I am trying to use BRCA data downloaded using TCGAbiolinks to do a differential expression analysis.
I want to do an analysis of the matched-paired tumour-normal samples but can't work out how to identify these cases from the samples I have.
This is the code I have so far and my attempt to subset the data -
query.BRCA.tumour <- GDCquery(project = "TCGA-BRCA",
legacy = TRUE,
data.category = "Gene expression",
data.type = "Gene expression quantification",
platform = "Illumina HiSeq",
experimental.strategy = "RNA-Seq",
sample.type = "Primary solid Tumor",
file.type = "results")
GDCdownload(query.BRCA.tumour, files.per.chunk = 200)

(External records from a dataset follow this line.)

PR #8306, opened 2018-04-18
[sdks] Wrap configure to provide better output.

rolfbjarne:
Wrap configure in a script that:

* Captures stdout/stderr and only shows it in case of errors.
* If configure fails, and a cache file was used, deletes the cache file and
  tries again.
* If configure really fails, then print config.log in addition to
  stdout/stderr, since a lot of valuable diagnostic output is in that file
  (and it's annoying to track down configure failures on bots when the file
  with the important output has already been deleted).

### DIFF
--- a/sdks/builds/runtime.mk
+++ b/sdks/builds/runtime.mk
@@ -50,7 +50,7 @@ __$(1)_CONFIGURE_ENVIRONMENT = \
 
 .stamp-$(1)-$$(CONFIGURATION)-configure: $$(TOP)/configure .stamp-$(1)-toolchain
 	mkdir -p $$(TOP)/sdks/builds/$(1)-$$(CONFIGURATION)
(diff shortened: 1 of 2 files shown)


vargaz:
Would it be possible to add an option to turn off the dumping of config.log ? Its very annoying when running locally.

rolfbjarne:
@vargaz how would you prefer to set that option?

vargaz:
I think the best would be to make it only run on ci by only doing it if some ci specific env variable is set, like CI_TAGS on jenkins.

jaykrell:
I would like autogen to use this, or maybe build it into configure.
Well, what I really want, is for all make output to always be output to a file.
With accurate command (V=1, and remove a lot of '@') and clear indication of where errors are and what directory and command caused them....

rolfbjarne:
@vargaz fixed to check for JENKINS_HOME or BUILD_REVISION before printing config.log

luhenry:
@vargaz monojenkins backport to 2018-02

luhenry:

luhenry:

prep.BRCA.tumour <- GDCprepare(query = query.BRCA.tumour,
save = TRUE,
summarizedExperiment = TRUE,
save.filename = "BRCAtumour.rda")
query.BRCA.normal <- GDCquery(project = "TCGA-BRCA",
legacy = TRUE,
data.category = "Gene expression",
data.type = "Gene expression quantification",
platform = "Illumina HiSeq",
experimental.strategy = "RNA-Seq",
sample.type = "Solid Tissue Normal",
file.type = "results")
GDCdownload(query.BRCA.normal, files.per.chunk = 200)
prep.BRCA.normal <- GDCprepare(query = query.BRCA.normal,
save = TRUE,
save.filename = "BRCAnormal.rda",
summarizedExperiment = TRUE)
Matched.Samples.Normal <- subset(prep.BRCA.normal,
select = colData(prep.BRCA.normal)$patient
%in% colData(prep.BRCA.tumour)$patient)
Matched.Samples.Tumour<- subset(prep.BRCA.tumour,
select = colData(prep.BRCA.normal)$patient
%in% colData(prep.BRCA.tumour)$patient)
The download works perfectly and I have used the prep.BRCA objects for unmatched DEA analysis without any trouble.
However, the results I get for the Matched.Samples.Normal and .Tumour are RangedSummarizedExperiments with the same number of samples as the original prep.BRCA.normal and .tumour rather than the expected 112 matched paired that I know are available.
Can anyone shed some light as to why it isn't working and provide a solution?
Thank you.
Ah thank you so much, such a silly error!
When I used GDCDataCommons to identify files for matched paired samples for gene expression it came back with 112 but using the correct code with TCGAbiolinks find 113 which is a bit confusing.